Task directions
Please filter the entries for the word "approved" and copy every line that has it.

(Records from a data collection)
- - - - -
PR #3232, opened 2022-05-11
feat: implement partial candid deserialization (DeserializeOptPrim) (to be merged with #3155)

crusso:
Implements partial deserialization (DeserializeOptPrim) of valid candid (returning null when valid candid not of expected type but trapping on invalid candid).

Completes @matthewhammer's #3155.

I notice the parser doesn't accept unparenthesised arguments. Is that deliberate or an omission. Perhaps it's actually what we want to avoid the ambiguity with 1-tuples.

The tests could use expanding, e.g. for record, arrays, variants, including some subtype failures that map to `null`. @matthewhammer I'd be grateful if you could extend the file candid.mo along those lines.

@nomeata, @ggreif  I wouldn't mind a quick check of my code in case I'm doing something odd.

NB: from_candid, as implemented, assumes the blob is valid candid and will trap, not return null, otherwise, i.e. null is returned if candid subtyping/coercion fails. That's all.


chenyan-dfinity:
> I notice the parser doesn't accept unparenthesised arguments. Is that deliberate or an omission. Perhaps it's actually what we want to avoid the ambiguity with 1-tuples.

You mean the Candid parser? That's intentional, because arguments are tuples: `<arg> ::= ( <annval>,* )`

crusso:
> > I notice the parser doesn't accept unparenthesised arguments. Is that deliberate or an omission. Perhaps it's actually what we want to avoid the ambiguity with 1-tuples.
> 
> You mean the Candid parser? That's intentional, because arguments are tuples: `<arg> ::= ( <annval>,* )`

No, I meant the Motoko parser. to_candid 1 is illegal, but to_candid(1) is ok, but I think that's actually sensible to avoid the ambiguity of to_candid () (is that the empty sequence, or singleton sequence with a unit tuple as first entry)?

matthewhammer:
> but I think that's actually sensible to avoid the ambiguity of to_candid () (is that the empty sequence, or singleton sequence with a unit tuple as first entry)?

Exactly.

matthewhammer (approved):

matthewhammer:
> The tests could use expanding, e.g. for record, arrays, variants, including some subtype failures that map to `null`. @matthewhammer I'd be grateful if you could extend the file candid.mo along those lines.

Doing this now in the main PR (#3155).  Thanks for the help!

PR #3239, opened 2022-05-16
nix: Build drun with rust 1.60

nomeata:
to match https://github.com/dfinity/ic/blob/master/rust-toolchain.toml


ggreif (approved):
Thanks!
- - - - -
Result of this task
matthewhammer (approved):
ggreif (approved):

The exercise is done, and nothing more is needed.